C'est dingue !
Ce matin, j'ai marché deux heures, pour le plaisir de déambuler et de laisser mes pensées vagabonder au fil de mes pas. Je me disais que peut-être un sujet d'inspiration me sauterait à la gorge et que je rentrerais ventre à terre noircir l'écran de mon Chromebook. J'ai été servie ; si j'avais su que j'allais vivre ça...
Il faisait gris et humide, et les gens que je croisais tiraient presque tous la tronche, mais moi j'étais bien. J'aime bien la pluie et la fraîcheur. Les odeurs sont plus agréables et la Nature souffre moins. Elle est plus jolie à regarder. Oui, j'étais bien, malgré le vent d'autan qui jouait dans mes cheveux et le linge étendu dans les jardins par des propriétaires peu soucieux de la météo. J'imaginais les grands slips à poche du monsieur à l'angle, face à l'église, s'envoler dans les airs en tourbillonnant. Malheureusement, il ne suffit pas de les imaginer pour que les choses se produisent. C'est bien dommage, le monde serait moins ennuyeux. On pourrait se fendre la poire. Mais le ciel serait sans doute plus chargé que le périphérique parisien aux heures de pointe.

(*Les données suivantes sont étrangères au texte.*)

PR #550, opened 2020-10-15
Default Environment setting if none provided. 

### LINKED ISSUE #549: Send a default Environment if nothing was set by the user
ASP.NET Core has the concept of Environment OOTB. That's not the case for the plain `Sentry`.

J'ai entendu deux personnes se bouffer le nez sur le trottoir. Elles étaient devant moi, jusqu'à ce que je les double, par la droite et sans clignotant. Monsieur se moquait gentiment de madame parce qu'elle gardait son parapluie ouvert alors qu'il ne pleuvait plus. Ce à quoi madame répondait par un cinglant "Kessekeçapeubientefout' ?!" sans appel ; d'ailleurs, monsieur n'a pas fait appel et jeté un coup d'oeil dans ma direction, avec un sourire un peu gêné, le pauvre bougre. Et sa femme, sans doute par esprit de contradiction, a laissé son parapluie ouvert, avec l'inscription "Crédit Mutuel" bien lisible. Les banques offrent des parapluies à leurs clients maintenant ? Elles ne manquent pas d'humour ! La dame avait un imperméable assez laid, une espèce de truc brillant, crissant à chaque pas et tout bariolé. Mais pas bariolé harmonieux, bariolé fouillis. Fouilla ! On ne voyait qu'elle, comme un gros gyrophare... un stylo fluo... un stabilo !! Dans cette scène, j'ai fugacement vu du Prévert, mais non... finalement... il manquait des rimes et la petite musique de ce grand artiste, celle qui rend heureux. Ce couple ne respirait que la lassitude et l'agacement de ceux qui se voient depuis trop longtemps pour continuer à se regarder vraiment. Oui, il manquait la petite musique qui rend heureux.
De trottoir en passage piéton, je suis arrivée au bord de la rivière et - comme par magie - le soleil est sorti de derrière les nuages, et l'eau a scintillé de mille feux. C'était très beau, presque poétique. Reposant. Prévert est revenu sur ses pas. Les oiseaux tournicotaient au-dessus des îlots de verdure en poussant des petits cris stridents. Certains se lâchaient sur le bitume, comme pour marquer leur territoire. Sûrement des Insoumis (oui oh ça va ! je rigole !).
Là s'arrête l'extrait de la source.